ASSIGNED TASK. When a line in the records contains the string "failed", copy that line.

ENTRIES PROVIDED.
PR #81, opened 2019-10-04
Track the `isRestrictedUser` flag on clients

ShaneKilkelly:
### Description

Track the `isRestrictedUser` flag on clients  then, don't send new chat messages and new comments to those restricted clients.
We do this because we don't want to leak private information (email addresses
and names) to "restricted" users, those who have read-only access via a
shared token.

#### Related Issues / PRs

- Part of https://github.com/overleaf/issues/issues/2319
- Sibling of https://github.com/overleaf/web-internal/pull/2206

#### Potential Impact

It's real-time, so pretty high. We're now using Async in the broadcast-to-clients loop, which could have a performance impact.

#### Manual Testing Performed

- [x] Test that the editor works
- [x] Check that chat and comment messages are not sent to restricted clients
- [x] Check that chat and comment messages _are_ sent to other non-restricted clients

### Deployment

- Depends on https://github.com/overleaf/web-internal/pull/2206 to have any effect.

#### Deployment Checklist

- [ ] Keep an eye on metrics for real-time

#### Metrics and Monitoring

- Keep an eye on cpu and memory in real-time

### DIFF
--- a/app/coffee/WebApiManager.coffee
+++ b/app/coffee/WebApiManager.coffee
@@ -4,7 +4,7 @@ logger = require "logger-sharelatex"
 { CodedError } = require "./Errors"
 
 module.exports = WebApiManager =
-	joinProject: (project_id, user, callback = (error, project, privilegeLevel) ->) ->
+	joinProject: (project_id, user, callback = (error, project, privilegeLevel, isRestrictedUser) ->) ->
 		user_id = user._id
 		logger.log {project_id, user_id}, "sending join project request to web"
 		url = "#{settings.apis.web.url}/project/#{project_id}/join"
@@ -24,7 +24,7 @@ module.exports = WebApiManager =
 		}, (error, response, data) ->
 			return callback(error) if error?
 			if 200 <= response.statusCode < 300
-				callback null, data?.project, data?.privilegeLevel
+				callback null, data?.project, data?.privilegeLevel, data?.isRestrictedUser
 			else if response.statusCode == 429
 				logger.log(project_id, user_id, "rate-limit hit when joining project")
 				callback(new CodedError("rate-limit hit when joining project", "TooManyRequests"))
--- a/app/coffee/WebApiManager.coffee
+++ b/app/coffee/WebApiManager.coffee
@@ -24,7 +24,11 @@ module.exports = WebApiManager =
 		}, (error, response, data) ->
 			return callback(error) if error?
 			if 200 <= response.statusCode < 300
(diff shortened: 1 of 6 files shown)


ShaneKilkelly:
I've found a bunch more cases of messages we need to block. Will update...

das7pad:
What do you think about two rooms per project? One for public events (changes, join/leave...) and another for private events? restricted clients would join the public room only.

ShaneKilkelly:
That's a good idea! It'd be easier in the long run, rather than filtering messages on the one channel.

app/coffee/WebApiManager.coffee
```diff
@@ -24,7 +24,7 @@ module.exports = WebApiManager =
 		}, (error, response, data) ->
 			return callback(error) if error?
 			if 200 <= response.statusCode < 300
-				callback null, data?.project, data?.privilegeLevel
+				callback null, data?.project, data?.privilegeLevel, data?.isRestrictedUser
```
gh2k: Maybe out of scope, but I don't like this `data?` pattern here. If there's no data then surely this is an error, and it'll look like garbage if/when we decaf it.

app/coffee/WebsocketLoadBalancer.coffee
```diff
@@ -69,12 +82,27 @@ module.exports = WebsocketLoadBalancer =
...
+					room_id: message.room_id,
+					message_id: message._id,
+					socketIoClients: (client.id for client in clientList)
+				}, "distributing event to clients"
 				seen = {}
-				for client in clientList when not seen[client.id]
-					seen[client.id] = true
-					client.emit(message.message, message.payload...)
+				# Send the messages to clients async, don't wait for them all to finish
+				Async.eachSeries clientList
```
gh2k: Re the description, I can't see why this would be significantly slower.

Although... is there any mileage in making this `Async.each[Limit]` instead?

app/coffee/WebApiManager.coffee
ShaneKilkelly: good point, we should bail out early with an error if we don't get any data.

app/coffee/WebsocketLoadBalancer.coffee
ShaneKilkelly: I'm just a bit skittish about the extra function-call and callback overhead compared to the good old for-loop. We could certainly do an eachLimit to get a bit of concurrency.

PR #82, opened 2019-10-10
Add maxRetriesPerRequest setting for redis

gh2k:
### Description

As overleaf/document-updater#96 - add maxRetriesPerRequest setting for ioredis, to config.

#### Potential Impact

Significant, do not deploy


gh2k:
Is it real-time that we're setting up canary deployments for? In which case, that should probably go first.

henryoswald:
real time should be fine to deploy. We have done a dark deploy on the new nodepool already and it was fine.

Canary deployments are on doc updater.

PR #85, opened 2019-10-22
Revert "Track the `isRestrictedUser` flag on clients"

gh2k:
Reverts overleaf/real-time#81

After deploying, I noticed that this behaviour doesn't seem quite right. I think this PR for real-time is still correct, but there are problems with the web UI.

Specifically, if the restricted user comes along to a project that already has comments, they see the comments as part of the UI. They can then reply to them and will see a spinner, whilst the comments are sent to the other users in the project.

Really, we need to add a PR to web to not show comments when the project is loaded, in order for this to be tied up properly. Otherwise, things just look a bit broken.

Example, from a read-write user:
image

From a read-only user:
image

### DIFF
--- a/app/coffee/WebApiManager.coffee
+++ b/app/coffee/WebApiManager.coffee
@@ -4,7 +4,7 @@ logger = require "logger-sharelatex"
 { CodedError } = require "./Errors"
 
 module.exports = WebApiManager =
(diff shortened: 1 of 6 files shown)


gh2k:
cc @ShaneKilkelly

PR #87, opened 2019-10-30
Filter "comments" if restricted user.

ShaneKilkelly:
### Description

Resurrection of https://github.com/overleaf/real-time/pull/81, and following on from its reversion in https://github.com/overleaf/real-time/pull/85.

Track the `isRestrictedUser` flag on clients  then, don't send new chat messages and new comments to those restricted clients.
We do this because we don't want to leak private information (email addresses
and names) to "restricted" users, those who have read-only access via a
shared token.

#### New changes since last PR

- Hide review comments from restricted users when they join a document

#### Related Issues / PRs

- Part of https://github.com/overleaf/issues/issues/2319
- Sibling of https://github.com/overleaf/web-internal/pull/2306 (current)
- Sibling of https://github.com/overleaf/web-internal/pull/2206 (old)

#### Potential Impact

It's real-time, so pretty high. We're now using Async in the broadcast-to-clients loop, which could have a performance impact.

#### Manual Testing Performed

- [x] Test that the editor works
- [x] Check that chat and comment messages are not sent to restricted clients
- [x] Check that chat and comment messages _are_ sent to other non-restricted clients
- [X] Check that comments are not received on the `joinDoc` event

### Deployment

- Depends on https://github.com/overleaf/web-internal/pull/2206 to have any effect.

#### Deployment Checklist

- [ ] Keep an eye on metrics for real-time

#### Metrics and Monitoring

- Keep an eye on cpu and memory in real-time

#### Who Needs to Know?
@jdleesmiller

### DIFF
--- a/app/coffee/WebApiManager.coffee
+++ b/app/coffee/WebApiManager.coffee
@@ -4,7 +4,7 @@ logger = require "logger-sharelatex"
 { CodedError } = require "./Errors"
 
 module.exports = WebApiManager =
-	joinProject: (project_id, user, callback = (error, project, privilegeLevel) ->) ->
+	joinProject: (project_id, user, callback = (error, project, privilegeLevel, isRestrictedUser) ->) ->
 		user_id = user._id
 		logger.log {project_id, user_id}, "sending join project request to web"
 		url = "#{settings.apis.web.url}/project/#{project_id}/join"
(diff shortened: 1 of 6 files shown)


ShaneKilkelly:
Hmm, seems I need to get github to include the old, reverted commits somehow.

das7pad:
You could revert the revert commit. A lazy approach would be the use of the `Revert` Button at the bottom of the PR that proposed the revert https://github.com/overleaf/real-time/pull/85#event-2732564264.

ShaneKilkelly:
Thanks for the tip @das7pad ! I've reverted the revert, so this is now ready for review.

PR #108, opened 2020-02-21
[misc] test/acceptance: add tests for the draining of connections

das7pad:
### Description

This PR adds tests for logic of the DrainManager.

There are other clients connected but there is no api endpoint to disconnect them at this time.
I do have patches available that implement this and will schedule them after this PR.
We can then lower the timeout in line 52 as the drain will schedule the reconnect for the two clients immediately -- currently the clients from other tests are asked to reconnect too, and there is a 1s delay in between the drain runs.

#### Related Issues / PRs

#### Potential Impact
Affects tests only.

### DIFF
--- a/test/acceptance/coffee/DrainManagerTests.coffee
+++ b/test/acceptance/coffee/DrainManagerTests.coffee
@@ -1,0 +1,72 @@
+RealTimeClient = require "./helpers/RealTimeClient"
+FixturesManager = require "./helpers/FixturesManager"
+
+expect = require("chai").expect
+
+async = require "async"
+request = require "request"
+
+Settings = require "settings-sharelatex"
+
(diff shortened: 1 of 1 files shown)


test/acceptance/coffee/DrainManagerTests.coffee
```diff
@@ -0,0 +1,72 @@
...
+	return null
+
+describe "DrainManagerTests", ->
+	before (done) ->
+		FixturesManager.setUpProject {
+			privilegeLevel: "owner"
+			project: {
+				name: "Test Project"
+			}
+		}, (e, {@project_id, @user_id}) => done()
```
gh2k: I hate this coffeescript syntax for dereferencing things, but it's where we are. ;-)

PR #101, opened 2020-02-17
Decaffeinate real-time

gh2k:
### Description

Decaffeinate real-time

#### Related Issues / PRs

Part of overleaf/web-internal#2555

### Review

The `decaffeinate.sh` script worked fine. There were a few extra ESLint/Prettier bits to do at the end, which always seems to happen with the script.

#### Manual Testing Performed

- [ ] Edit a document in multiple tabs

PR #113, opened 2020-02-24
[misc] synchronous client store using an Object at .ol_context

das7pad:
### Description
This is in preparation for socket.io v2 which does not have in memory client store anymore.

Upon connecting, clients will get a new Object at `.ol_context` for local attributes/context -- like the `user_id` and restricted status. It is deleted after the disconnect event is processed.

Fetching client store entries is much less verbose now using simple object unpacking.
`{project_id, user_id, is_restricted_user} = client.ol_context`

#### Related Issues / PRs

### Review
Some indents are twice as wide now to keep the git-diffs small. This will be corrected in the upcoming decaffeination process #101.

#### Potential Impact
High


app/coffee/WebsocketLoadBalancer.coffee
```diff
@@ -93,11 +100,9 @@ module.exports = WebsocketLoadBalancer =
 				Async.eachLimit clientList
```
briangough: @ShaneKilkelly while we are on the subject, what was the reason for introducing this `Async.eachLimit` here when sending the messages to the client? - I think the `client.emit` should always be non-blocking but something must have prompted adding this?

ShaneKilkelly: I think we needed to add this because we introduced a call to `Utils.getClientAttributes` inside the loop, on each client: https://github.com/overleaf/real-time/pull/81/files#diff-6888826980b5c4524173b5fa6eff8ecbR97

Now that we're removing the `getClientAttributes` call, I think we can go back to a plain for-loop.

briangough: Ah right, now I understand. That will be a nice cleanup to go back to a simple loop @das7pad.

das7pad: I filed a new PR which is targeting this PRs' branch: https://github.com/overleaf/real-time/pull/115

PR #117, opened 2020-02-27
[misc] upgrade socket.io to version 2.3.0

das7pad:
### Description
We are finally there: socket.io version **two** dot three dot zero.

##### getting clients

The function is async now and has a different signature/return value.
- v0: `io.socket.clients(ROOM) -> clientObjectListWithDuplicates`
- v2: `io.to(ROOM).clients((err, clientIdList) => {}) -> undefined`

As we fetch the client asynchronous, some of them may be gone by the time our callback is actually executed. Requiring us to validate each and every client again.
https://github.com/socketio/socket.io-adapter/blob/ae23c7ef4cd1b1793121b5af0376686a2ba2deea/index.js#L210

###### accessing clients

Clients are stored in an Object now. Available e.g. at `io.sockets.connected[SOCKET_ID]`

###### Rooms a client is in

The list at `CLIENT.rooms` includes the socket id at the first position.

###### Events

There is a new socket event `disconnecting` which is emitted just before leaving rooms. From the `disconnect` event we can not find out, which rooms the client was in anymore.

```
client.on "disconnect", () ->
    # This is called after leaving rooms.

client.on "disconnecting", () ->
    # This is called just before leaving rooms.
```

The socket is not tracked anymore by the time `disconnect` is fired. See this snipped from the DrainManagerTests -- which disconnect all clients -- with additional logging enabled. We no longer have to adjust the number of connected client for the metrics upon disconnecting.

<details>
Logging planted into both events respective:
```js
# into disconnect
console.error('disconnect', Object.keys(io.sockets.connected).length)
# into disconnecting
console.error('disconnecting', Object.keys(io.sockets.connected).length)
```

```
  DrainManagerTests
disconnecting 6
disconnect 5
disconnecting 5
disconnect 4
disconnecting 4
disconnect 3
disconnecting 3
disconnect 2
disconnecting 2
disconnect 1
disconnecting 1
disconnect 0
    ✓ should have disconnected all previous clients
```
</details>

---

##### middlewares

socket.io v2 supports middlewares, enabling much simpler session handling. The current flow is still functional and this is subject to a followup PR.

##### cookies

There is a default `io` cookie emitted now, which we do not need -- embedding the client id in the url continues to work as before.

##### client side JS serving

The client side JS is served minified by default now.

##### transports

There are only two transports left: `polling` and `websocket`.

---

#### Related Issues / PRs

### Review
Some more indent ticks were used to keep git diffs small -- this is again subject to change with the decaffeinate process.

See https://github.com/overleaf/web-internal/pull/2635 / use the `jpa-socket-io-v2` branch in web for testing.

#### Potential Impact
HIGH

#### Deployment Checklist

See https://github.com/overleaf/issues/issues/2757

#### Who Needs to Know?
@jdleesmiller


das7pad:
> First question: with socket.io v2 the client connects 3 times to the polling endpoint before connecting to the websocket. Is this expected?

I did not find any docs on this. We could list the websocket transport first -- and use polling as fallback. I was not able to change the sequence of the transports in the editor tho. I will experiment with some simpler apps and report back.

briangough:
It looks like the request behaviour is intentional:

> Socket.IO never assumes that WebSocket will just work, because in practice there’s a good chance that it won’t. Instead, it establishes a connection with XHR or JSONP right away, and then attempts to upgrade the connection to WebSocket. 

https://socket.io/blog/introducing-socket-io-1-0/#New-engine

das7pad:
From the same page:

> none of your users will have a degraded experience

_every user has a degraded startup experience_

das7pad:
I played around in browser stack with IE9 (the first browser I could find that does not support websockets) and the demo twitter stream from the socket.io webpage.

```
e=document.createElement('script');e.src="https://unpkg.com/socket.io-client@2.3.0/dist/socket.io.js";document.head.appendChild(e)
io.connect('https://socket-io-tweet-stream.now.sh/', {transports: ['websocket','polling'],forceNew:true})
```
Does not trigger any new connection. With no explicit transports, or a revered sequence, many polling requests are fired. So we definitely want to start with polling then (and the default transport selection).

---

In the socket.io v3 roadmap https://github.com/socketio/socket.io/issues/3250 there is an entry
 > Default to websocket, and use XHR polling as fallback

jdleesmiller:
Thanks for looking into it --- I think that behaviour made a lot more sense when socket.io 1 came out than it does now, but in any case I think we can probably live with it, at least initially.

briangough:
Another question, socket.io v2 says that it supports binary data, so maybe we can get rid of this encoding code:

https://github.com/overleaf/real-time/blob/cb50a91a4ac142363fd338c0fac672477359f1ab/app/coffee/WebsocketController.coffee#L102-L123

And the corresponding code in web: 

https://github.com/overleaf/web-internal/blob/a7bfce35c7b1e1b22fe347d9dd83502e0996f407/frontend/js/ide/editor/Document.js#L518-L540
https://github.com/overleaf/web-internal/blob/a7bfce35c7b1e1b22fe347d9dd83502e0996f407/frontend/js/ide/editor/ShareJsDoc.js#L34-L41

(I actually tried removing that in the current code with socket.io v 0.9  and it seems to work without  it -- so I'm not sure if it's even doing anything now!).

das7pad:
I can write up a PR with binary test data and see how this pans out.

TBH: I would rather keep the scope of the upgrade as small as possible. Let's do these changes separately -- who knows how the upgrade plays with all the different browsers out there.

app/coffee/DocumentUpdaterController.coffee
```diff
@@ -59,30 +59,27 @@ module.exports = DocumentUpdaterController =
...
+		io.to(doc_id).clients (err, clientIds) ->
+			if err?
+				return logger.err {room: doc_id, err}, "failed to get room clients"
+
+			for clientId in clientIds
+				continue unless io.sockets.connected.hasOwnProperty(clientId)
+				client = io.sockets.connected[clientId]
+				logger.warn err: error, doc_id: doc_id, client_id: client.id, "error from document updater, disconnecting client"
+				client.emit "otUpdateError", error, message
+				client.disconnect()
```
briangough: Using the v2 api I think we can write this whole function as

```
io.to(doc_id).emit("otUpdateError", error, message).disconnect()
```

Perhaps the same approach can be used elsewhere.

app/coffee/HttpController.coffee
```diff
@@ -11,22 +11,22 @@ module.exports = HttpController =
 			{project_id, user_id, first_name, last_name, email, connected_time} = ioClient.ol_context
 			client = {client_id, project_id, user_id, first_name, last_name, email, connected_time}
 			client.rooms = []
-			for name, joined of ioClient.manager.roomClients[client_id]
-				if joined and name != ""
-					client.rooms.push name.replace(/^\//, "") # Remove leading /
+			for name in Object.values(ioClient.rooms)
+				continue if name == ioClient.id
+				client.rooms.push name.replace(/^\//, "") # Remove leading /
```
briangough: I know it won't be here long but in coffeescript this can be written as 
```coffee
for name in Object.values(ioClient.rooms) when name isnt ioClient.id
```

app/coffee/DocumentUpdaterController.coffee
das7pad: `.disconnect()` can not be distributed to a room like a message can be broadcasted.

```
Uncaught TypeError: io.to(...).emit(...).disconnect is not a function
```

briangough: Ah yes, missed that in the logs -- it did disconnect all the clients, but not for the right reason!

briangough:
My other comment - not directly related to this code - is that based on  https://socket.io/docs/using-multiple-nodes/ we will need to keep sticky sessions for real-time for the polling fallback to work, so https://github.com/overleaf/google-ops/issues/645 will need to take account of that. cc @henryoswald

briangough:
> I can write up a PR with binary test data and see how this pans out.
> 
> TBH: I would rather keep the scope of the upgrade as small as possible. Let's do these changes separately -- who knows how the upgrade plays with all the different browsers out there.

Yes, better to keep this a minimal change.   In addition to handling binary data, it looks like we might also be able to make use of the socket.io-redis module for some cleanup in future as well.

app/coffee/DocumentUpdaterController.coffee
```diff
@@ -59,30 +59,27 @@ module.exports = DocumentUpdaterController =
...
+		source = update.meta?.source
+		if io.sockets.connected.hasOwnProperty(source)
+			emitter = io.sockets.connected[source]
+			logger.log {doc_id, version: update.v, source}, "distributing update to sender"
+			emitter.emit "otUpdateApplied", v: update.v, doc: update.doc
+		else
+			emitter = io
+		return if update.dup
+		logger.log {doc_id, version: update.v, source}, "distributing updates to clients"
+		emitter.to(doc_id).emit "otUpdateApplied", update
```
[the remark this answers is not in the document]
das7pad: > This code needs some comments to explain it.

I simplified the logic and added the comment in 818a3e509e5906a0d75b994b820cdef06fce68e2

---

> I think we could drop the hasOwnProperty as socket.io itself treats the id as safe to use directly as a property name? This will simplify the code a bit.

Done in be289b66821f1228a9bcdd6a29837c7cd8e62d64

app/coffee/HttpController.coffee
das7pad: Done in 09137f1fd68f7d26bfe78f90da941dbb7382927d

package.json
```diff
@@ -34,8 +34,8 @@
     "request": "^2.88.0",
     "session.socket.io": "^0.1.6",
     "settings-sharelatex": "^1.1.0",
-    "socket.io": "0.9.19",
-    "socket.io-client": "^0.9.16"
+    "socket.io": "2.3.0",
+    "socket.io-client": "2.3.0"
```
gh2k: Could `-client` be a devDependency?

test/unit/coffee/RoomManagerTests.coffee
```diff
@@ -182,16 +182,16 @@ describe 'RoomManager', ->
 					# second for the leave
 					@RoomManager._clientsInRoom
 						.withArgs(@client, @doc_id)
-						.onCall(0).returns(0)
-						.onCall(1).returns(0)
+						.onCall(0).yields(0)
+						.onCall(1).yields(0)
```
gh2k: Is it worth just saying `.yields` and dropping the `.onCall` calls, if we just want it to always yield 0?

app/coffee/DocumentUpdaterController.coffee
```diff
@@ -59,30 +59,24 @@ module.exports = DocumentUpdaterController =
...
-			if client.id == update.meta.source
-				logger.log doc_id: doc_id, version: update.v, source: update.meta?.source, "distributing update to sender"
-				client.emit "otUpdateApplied", v: update.v, doc: update.doc
-			else if !update.dup # Duplicate ops should just be sent back to sending client for acknowledgement
-				logger.log doc_id: doc_id, version: update.v, source: update.meta?.source, client_id: client.id, "distributing update to collaborator"
-				client.emit "otUpdateApplied", update
-		if Object.keys(seen).length < clientList.length
-			metrics.inc "socket-io.duplicate-clients", 0.1
-			logger.log doc_id: doc_id, socketIoClients: (client.id for client in clientList), "discarded duplicate clients"
+		source = update.meta?.source
```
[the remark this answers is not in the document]
das7pad: I am not sure whether it always exists. We are fine if `source` is undefined -> `sender=undefined` -> `sender=io`.

I was following the previous logging statement which had a check on `.meta`. Looking closer, other parts were accessing `.meta.source` straight away. So it _should_  be safe to clean this up.
https://github.com/overleaf/real-time/blob/3f6a461a2541091e06254084c4e660294510b0c0/app/coffee/DocumentUpdaterController.coffee#L72

package.json
das7pad: I am not sure. We want to serve the client side js in this particular version in production. Previously we diverged from `0.9.19` (backend)  and `0.9.16` (frontend).

socket.io depends on it in the matching version, but this might change at some-point?
https://github.com/socketio/socket.io/blob/47161a65d40c2587535de750ac4c7d448e5842ba/package.json#L31
The serving logic checks for our socket.io client blob first, before leveraging the `require` logic.
https://github.com/socketio/socket.io/blob/47161a65d40c2587535de750ac4c7d448e5842ba/lib/index.js#L105-L124

test/unit/coffee/RoomManagerTests.coffee
das7pad: As the comment explains above, these stubs are for two explicit calls: join, then leave.
We could remove the per argument spec too, but this explicit subbing is great for documentation.

package.json
gh2k: OK thanks - I thought it would have got it via webpack from the frontend.

app.coffee
```diff
@@ -23,13 +23,13 @@ CookieParser = require("cookie-parser")
...
-# work around frame handler bug in socket.io v0.9.16
-require("./socket.io.patch.js") 
 # Set up socket.io server
 app = express()
 
 server = require('http').createServer(app)
-io = require('socket.io').listen(server)
+io = require('socket.io')(server, {
+	cookie: false,
+})
```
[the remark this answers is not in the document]
das7pad: Done in 766dac398b972026ec0d8a07c1502bf7085fd9ce

app/coffee/DocumentUpdaterController.coffee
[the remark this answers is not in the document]
das7pad: Done in c3cb4d09e639b93d32b04b816a0526a655cfd955

gh2k:
I haven't run this, but from a code perspective (and having done some playing around with socket.io v2 in a hobby project over the last week or so) it looks good. :+1:
nicelydone

Will approve once I've had a look at the `web` end.

app/coffee/DocumentUpdaterController.coffee
```diff
@@ -74,9 +74,7 @@ module.exports = DocumentUpdaterController =
 			if err?
 				return logger.err {room: doc_id, err}, "failed to get room clients"
 
-			for clientId in clientIds
-				continue unless io.sockets.connected.hasOwnProperty(clientId)
-				client = io.sockets.connected[clientId]
+			for client in clientIds.map((id) -> io.sockets.connected[id]) when client # filter disconnected clients
```
briangough: What actually happens if we emit to or disconnect a client that has disconnected?  

Maybe this is just how it works but I feel like there should be some way to handle this without having to check clients explicitly.

das7pad: Here we are just receiving the list of client ids that were connected at the time of the previous process tick.

https://github.com/socketio/socket.io/blob/47161a65d40c2587535de750ac4c7d448e5842ba/lib/socket.js#L453
The disconnect logic removes the client from the `io.sockets.connected` Object immediately and we would try to call `undefined.emit(..)`.

briangough: Thanks for the link.   As I understand it `process.nextTick` will run after the current javascript finishes executing but _before_ the next event loop, so it is effectively a synchronous callback.  Does that make a difference? I think that would make the clients guaranteed to be valid and we could skip the check.

https://nodejs.org/en/docs/guides/event-loop-timers-and-nexttick/#process-nexttick

das7pad: TIL, thanks. I will remove the checks then.

das7pad: [I've reworked the frontend code](https://github.com/overleaf/web-internal/compare/59d3ba0b4344734e323cfbd1bcb29618d5bd7b68..169d90cceb8f7e618c2ceb17da612d39519ef4c7) -- and was bitten by the early client cleanup :disappointed: 

Anyways here is the patch 8026003f8e9dab506d1a8a3e6e5f41188555a6bb.

app/coffee/DocumentUpdaterController.coffee
```diff
@@ -59,30 +59,24 @@ module.exports = DocumentUpdaterController =
...
-			logger.log doc_id: doc_id, socketIoClients: (client.id for client in clientList), "discarded duplicate clients"
+		source = update.meta.source
+		sender = io.sockets.connected[source]
+		if sender
+			logger.log {doc_id, version: update.v, source}, "distributing update to sender"
+			sender.emit "otUpdateApplied", v: update.v, doc: update.doc
+
+		return if update.dup
+		logger.log {doc_id, version: update.v, source}, "distributing updates to clients"
+		(sender || io).to(doc_id).emit "otUpdateApplied", update  # does not emit to sender if defined
```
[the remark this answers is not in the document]
das7pad: `sender` is the variable referencing the socket of the 'sender' of the update. `sender` may be undefined - see below when. But if it is defined, the `sender.to(doc_id).emit "....."` call does not emit the update back to the 'sender'.

This line covers three cases:

- the sender is connected to a different pod

  `sender` is undefined

- the sender was previously connected but by the time doc-updater confirms the update, the socket is gone already

   `sender` is undefined

- the sender is currently connected

   `sender` is defined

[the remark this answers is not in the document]
ShaneKilkelly: Good stuff. Could we add a comment to the code which clarifies these cases? I'm just a bit worried about coming back to this code in a few years and not being sure of what it's doing. Thanks!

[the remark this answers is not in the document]
das7pad: Is d4a34a641ff10a44821e8ba74ea57a41c2fec3ff sufficient?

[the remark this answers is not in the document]
ShaneKilkelly: Yes, thanks!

WRITTEN RESPONSE.
+				return logger.err {room: doc_id, err}, "failed to get room clients"
 				return logger.err {room: doc_id, err}, "failed to get room clients"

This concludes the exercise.